Q: Walk through what happens when a user types “john smith” into a search box in this architecture. Expected depth: Trace the request from browser through load balancer to search service, Elasticsearch query execution with scoring, result enrichment from MySQL, and response assembly. Mention query parsing, fuzzy matching, and field boosting.

Q: Your Elasticsearch cluster is showing high CPU usage and slow queries. How do you diagnose and fix this? Expected depth: Check heap usage, garbage collection patterns, shard distribution, and query patterns. Discuss field data cache, filter vs query contexts, and when to add nodes vs optimize queries. Mention monitoring tools like Marvel/X-Pack.

Q: Design a system that handles both user search and order search, where orders have relationships to users and products. Expected depth: Discuss index design (separate vs unified indexes), denormalization strategies, handling updates that affect multiple document types, and query federation patterns. Address consistency challenges with related data.

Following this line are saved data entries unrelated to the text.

PR #101, opened 2014-12-22
Ecies options - allow EC point compression for ECIES scheme

halfmanhalffish:
This change allows clients to specify EC Point Compression for the output of the ECIES encryption routine.  This reduces output by 32 bytes (for EC key size 256).  Clients specify point compression by using a newly added constructor for org.spongycastle.jce.spec.IESParameterSpec in which the last argument is a boolean flag 'usePointCompression'.

The default remains (as before) no point compression.
This change does not introduce any API incompatibilities or changes.
Point Compression works equally with streaming (xor) mode or conventional block cipher.

### DIFF
--- a/prov/src/main/java/org/bouncycastle/jce/spec/IESParameterSpec.java
+++ b/prov/src/main/java/org/bouncycastle/jce/spec/IESParameterSpec.java
@@ -14,6 +14,7 @@ public class IESParameterSpec
     private byte[] encoding;
     private int macKeySize;
     private int cipherKeySize;
+    private boolean usePointCompression = false;
     private byte[] nonce;
 
 
@@ -47,7 +48,7 @@ public class IESParameterSpec
         int macKeySize,
         int cipherKeySize)
     {
-        this(derivation, encoding, macKeySize, cipherKeySize, null);
+        this(derivation, encoding, macKeySize, cipherKeySize, null, false);
     }
 
     /**
@@ -65,6 +66,27 @@ public class IESParameterSpec
         int macKeySize,
         int cipherKeySize,
         byte[] nonce)
+    {
+        this(derivation, encoding, macKeySize, cipherKeySize, null, false);
+    }
+
+    /**
+     * Set the IES engine parameters.
+     *
+     * @param derivation    the optional derivation vector for the KDF.
+     * @param encoding      the optional encoding vector for the KDF.
+     * @param macKeySize    the key size (in bits) for the MAC.
+     * @param cipherKeySize the key size (in bits) for the block cipher.
+     * @param nonce         an IV to use initialising the block cipher.
+     * @param usePointCompression whether to use EC point compression or not (false by default)
+     */
+    public IESParameterSpec(
+        byte[] derivation,
+        byte[] encoding,
+        int macKeySize,
+        int cipherKeySize,
+        byte[] nonce,
+        boolean usePointCompression)
     {
         if (derivation != null)
         {
@@ -89,6 +111,7 @@ public class IESParameterSpec
         this.macKeySize = macKeySize;
         this.cipherKeySize = cipherKeySize;
         this.nonce = Arrays.clone(nonce);
+        this.usePointCompression = usePointCompression;
     }
 
     /**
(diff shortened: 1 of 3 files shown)


prov/src/main/java/org/bouncycastle/jce/spec/IESParameterSpec.java
```diff
@@ -66,6 +67,27 @@ public IESParameterSpec(
         int cipherKeySize,
         byte[] nonce)
     {
+        this(derivation, encoding, macKeySize, cipherKeySize, null, false);
```
peterdettman: Note that 'null' should be 'nonce' here

peterdettman:
The possibility of using compressed points with ECIES is already supported in the current lightweight API, via KeyEncoder/KeyParser interfaces. I've modified ECIESTest to cover that usage. If I am understanding the IESEngine changes correctly, this PR uses the uncompressed encoding unconditionally as input to the KDF instead of the actually-used encoding. That would be a backward-compatibility break at this stage. In any case, what is or isn't input to the KDF seems to be a matter of configuration/convention, and the current way is simpler and no-less-correct to my knowledge.

Are you trying to be compatible with another library? It's still possible to include this behaviour, but it would have to be via (yet another) configuration option, or externalising the building of the KDF input somehow. The current approach will have to stay as the default.

I have applied your IESParameterSpec changes to enable point compression via the provider.

halfmanhalffish:
Hi Peter,

Nice to meet you and thanks for picking this up.

The null instead of nonce certainly looks like a careless mistake on my part, so thanks for spotting that.

As I understand it, point compression is only relevant to wire encoding and not to any other part of the process, including KDF input.  Also, again as I understand it, KDF input is security-sensitive.  Passing compressed points to the KDF would be a security cock-up.  I'm 99% confident of that.
If the above is correct, then it follows that upon decryption compressed points would have to be 'reflated' in order that the KDF input be the same as it was for encryption.  Without that, the algorithm would not be sound (ie decrypt what it encrypted).
Summarising my point: the existing KDF input is the uncompressed points, which is correct, and my Pull Request doesn't change that, because to use compressed points would be insecure.

You ask why I'm making this change - it's because my application is extraordinarily bandwidth sensitive and I want to save every byte I can.

Thanks
Philip

peterdettman:
I don't think there are any security issues in what type of encoding is sent to the KDF. Both compressed and uncompressed encodings contain exactly the same information after all. Indeed it is sometimes suggested to just use the x coordinate as KDF input, or even to hash the point encoding (or x coordinate only) before sending it to the KDF (see e.g. http://www.researchgate.net/publication/255970113_A_Survey_of_the_Elliptic_Curve_Integrated_Encryption_Scheme section 6).

In specs (e.g. http://www.secg.org/sec1-v2.pdf section 5.1), the KDF input is described in quite vague terms, the important thing obviously being that both ends agree on it. There's some additional discussion on KDFs in http://csrc.nist.gov/publications/nistpubs/800-56B/sp800-56B.pdf section 5.9.

So, if you are in control of both ends of your application, I see no reason not to use the current BC implementation, specifying point compression via the KeyEncoder implementation (see ECIESTest.doEphemeralTest for a working example). If we start to see users that need precise control over the KDF, we'll have to expand the API somehow to accommodate that, but we won't be changing the current default behaviour, to preserve backward-compatibility.

halfmanhalffish:
Hi again Peter,

I had not realised that point compression was possible using this lightweight API (which I assume means a non-Java Security API, presumably using just the core jar and not the 'prov' jar).  I tried, incidentally, to use the non-Provider/lightweight API but found that I could not get rid of the 'prov' jar dependency.  That's how I ended up using the provider API, and that's why I was operating on the assumption that the KDF was always given uncompressed points, never compressed ones.  Given that assumption, it would have been reckless for me to change the input to the KDF.

I think there is some value in general in being conservative (ie in consistently using one type of points, either compressed or uncompressed) if you take the view that complexity is the enemy of security.  By which I mean that the more code paths there are, the greater the attack surface and the more points of analysis that the good guys have to be certain about.

Thanks
Philip

PR #1166, opened 2022-05-18
Fix parsing of certs, keys and messages with unrecognizable subkeys, signatures and ESKs

vanitasvitae:
BC currently chokes when parsing OpenPGP certificates with contain subkeys with unrecognized algorithms.
As a result, the whole PGPPublicKeyRing becomes null and is therefore unusable.

This means that unfortunately BCs OpenPGP implementation is not upwards compatible to when keys with PQC subkeys are introduced. Ideally an implementation should just ignore subkeys that it does not recognize and instead try to use the other keys.

This PR changes BCs behavior to ignore unrecognizable subkeys when parsing PGPPublicKeyRing and PGPSecretKeyRing objects.
Note, that only subkeys are ignored, since a key with an unrecognizable primary key is not usable at all.

I took the test vectors from [the OpenPGP interoperability test suite](https://tests.sequoia-pgp.org/#Mock_PQ_subkey) and implemented them as unit tests.
Unfortunately there weren't any test vectors for secret keys available, but the change is similar enough as to that I have confidence in its correctness.

In any case I made an extra commit for the changes in secret key parsing.

I also added commits that ignore unsupported signatures when reading then from certs and from ObjectFactory objects.
Further, the PGPObjectFactory will no longer fail to parse PKESKs/SKESKs when there are unknown versions in the list.

This is further improving upwards compatibility.

### DIFF
--- a/pg/src/main/java/org/bouncycastle/bcpg/PublicKeyEncSessionPacket.java
+++ b/pg/src/main/java/org/bouncycastle/bcpg/PublicKeyEncSessionPacket.java
@@ -22,6 +22,10 @@ public class PublicKeyEncSessionPacket
         throws IOException
     {      
         version = in.read();
+        if (version != 3)
+        {
+            throw new UnsupportedPacketVersionException("Unsupported PGP public key encrypted session key packet version encountered: " + version);
+        }
         
         keyID |= (long)in.read() << 56;
         keyID |= (long)in.read() << 48;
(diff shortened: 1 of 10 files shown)


dghgit:
Yes, looking at the new draft and what's appearing because of it I can see the merit in this... I've added the option of logging where things are being skipped so people can keep an eye on what might be going wrong if they need. Merged, thanks!

Issue #1176, opened 2022-06-10
Wrong OIDs in JavaDoc for NISTObjectIdentifiers


mgrafl:
In `NISTObjectIdentifiers` the constants for RSA PKCS \#1 v1.5 Signature with SHA-3 family have different OIDs in their JavaDoc comments than what the actually specify, (e.g., `id_rsassa_pkcs1_v1_5_with_sha3_224` is specified as OID "2.16.840.1.101.3.4.3.13" but is documented as "2.16.840.1.101.3.4.3.9".

https://github.com/bcgit/bc-java/blob/7f4a0a69c19c516c9c154776128e284e6816ecf8/core/src/main/java/org/bouncycastle/asn1/nist/NISTObjectIdentifiers.java#L220-L228

PR #1177, opened 2022-06-10
Correct OIDs in JavaDoc

mgrafl:
Fix for #1176.


dghgit:
Thanks for the patch. Merged!

PR #1179, opened 2022-06-22
Implement buffered read() methods for TruncatedStream

vanitasvitae:
Hey,
This PR adds implementations of `read(byte[] buf)` and `read(byte[] buf, int off, int len)` to `PGPEncryptedData.TruncatedStream`.

This class did not have those methods implemented before, which resulted in degraded performance when decrypting.
The added methods improve performance of the stream.

Previously decrypting a 1GB file took 27 seconds, while the changes in this PR result in an improved time of ~20 seconds on my machine.

Currently the new read() methods read [up to 8192 bytes](https://github.com/bcgit/bc-java/pull/1179/files#diff-83881d5485ba95e07b97362e957d08ea04fe479d7ed772db5c8db5336d1545d8R88) per call. Let me know if I should change the implementation such that they try to exhaust whatever `len` value is given.


dghgit:
Thanks for the patch, merged!

PR #1183, opened 2022-06-29
Do not encode PGPSignatures marked with exportable=false if forTransf…

vanitasvitae:
…er is true

This PR aims to make BC's OpenPGP implementation compatible with [section 5.2.3.11](https://datatracker.ietf.org/doc/html/rfc4880#section-5.2.3.11) of RFC4880:

```
   Non-exportable, or "local", certifications are signatures made by a
   user to mark a key as valid within that user's implementation only.

   Thus, when an implementation prepares a user's copy of a key for
   transport to another user (this is the process of "exporting" the
   key), any local certification signatures are deleted from the key.
```

### DIFF
--- a/pg/src/main/java/org/bouncycastle/openpgp/PGPSignature.java
+++ b/pg/src/main/java/org/bouncycastle/openpgp/PGPSignature.java
@@ -599,6 +599,12 @@ public class PGPSignature
         boolean forTransfer)
         throws IOException
     {
+        // Exportable signatures MUST NOT be exported if forTransfer==true
+        if (forTransfer && (!getHashedSubPackets().isExportable() || !getUnhashedSubPackets().isExportable()))
+        {
+            return;
+        }
+
         BCPGOutputStream out;
 
         if (outStream instanceof BCPGOutputStream)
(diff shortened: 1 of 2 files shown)


pg/src/main/java/org/bouncycastle/openpgp/PGPSignature.java
```diff
@@ -599,6 +599,12 @@ public void encode(
         boolean forTransfer)
         throws IOException
     {
+        // Exportable signatures MUST NOT be exported if forTransfer==true
+        if (forTransfer && (!getHashedSubPackets().isExportable() || !getUnhashedSubPackets().isExportable()))
```
vanitasvitae, line 603: I am up for debate, whether or not we should respect Exportable subpackets in the unhashed section of the signature.

dghgit: I think, until we have information suggesting we shouldn't, we should. It's easy to add an exception later, it can be very hard to withdraw an exception once it's made though.

dghgit:

pg/src/main/java/org/bouncycastle/openpgp/PGPSignature.java
dghgit: Yes, agreed. I just thought I'd mention it, in theory unhashed packets can be added and removed at will, but it wouldn't be the first time theory does not quite match with reality. I'd say what's just been added is an improvement on before at least, that's the main thing.

vanitasvitae: I talked to some people at Sequoia-PGP and they think that simply wiping the unhashed area is not a good idea.
Instead they proposed to add a `normalize()` method, which removes subpackets following some well-defined rules:

PR #1188, opened 2022-07-14
Improve type safety and exception throwing of PGP*KeyRingCollection

vanitasvitae:
I added generics to internal data structures of `PGPPublicKeyRingCollection` and `PGPSecretKeyRingCollection` classes and also removed `throws PGPException` from many methods.

It turns out, while this exception was declared, it is actually not thrown in any of these methods, so removing it makes using these classes downstream easier.


dghgit:
It's about time, thanks for the patch, merged with minor revision.

dghgit:
Your assumption is correct. Thanks, it would things easier.

PR #1189, opened 2022-07-14
Fix possible bug in PGPPublicKey.removeCert()

vanitasvitae:
The method looped over a list and removed from it.
This can lead to items being skipped.
I fixed it by inverting the loop direction.

This is probably not a big deal in real-world usage, since duplicates in `returnKey.ids` are unlikely, still its probably better to fix it nonetheless.


dghgit:
Yes, this will definitely not do any harm. Thanks, merged.

PR #1190, opened 2022-07-15
Generify ArmoredOutputStream, add support for multiple + new hash algorithms

vanitasvitae:
This PR adds generics to data structures used inside the ArmoredOutputStream.

Further, for the Cleartext Signature Framework it enables having multiple "Hash: " header entries. This change is backwards-compatible by using the varargs notation for hash headers.

Lastly, it adds support for hash headers of new algorithms of the SHA3 family.

### DIFF
--- a/pg/src/main/java/org/bouncycastle/bcpg/ArmoredOutputStream.java
+++ b/pg/src/main/java/org/bouncycastle/bcpg/ArmoredOutputStream.java
@@ -6,6 +6,7 @@ import java.util.ArrayList;
 import java.util.Enumeration;
 import java.util.Hashtable;
 import java.util.Iterator;
+import java.util.List;
 
 import org.bouncycastle.util.Strings;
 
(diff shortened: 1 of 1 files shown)


dghgit:
Merged with minor changes. Thanks!

vanitasvitae:
Unfortunately, this change introduced some regressions in Debian:
https://tracker.debian.org/pkg/bouncycastle
E.g. https://ci.debian.net/data/autopkgtest/testing/amd64/p/pgpainless/29251802/log.gz

While I'm not sure if there needs something to be done about this, I thought it was worth pointing this out for sake of completeness.

My guess as to why the regression happens is is as follows:
When I changed the method signature from `ArmoredOutputStream.beginClearText(int)` to `ArmoredOutputStream.beginClearText(int...)`, this introduced a "hidden" ABI breakage between 1.71 and 1.72, since `beginClearText(int)` can no longer be found.
To me this error was hidden away, since bumping the BC dependency locally and recompiling my project fixed the issue transparently (no change in my code was necessary to switch from the int-method to the varargs method).

However, this means that consumers compiled against BC 1.71 can not be used with BC 1.72 without recompiling.
Am I right?

dghgit:
Yes, so it thinks int[], annoying, I'll add a backwards compatible call for 1.73, although really I think people are better off if they recompile in general.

Q: How would you migrate from the existing MySQL LIKE-based search to Elasticsearch without downtime? Expected depth: Parallel run strategy, feature flags for gradual rollout, backfill strategies for existing data, monitoring for performance comparisons, and rollback plans. Discuss handling the data sync lag during migration.

Q: What changes when your user base grows from 50 million to 500 million users? Expected depth: Elasticsearch shard scaling, index lifecycle management, query optimization at massive scale, CDC pipeline scaling, and potential need for search result caching. Discuss cost implications and architectural evolution patterns.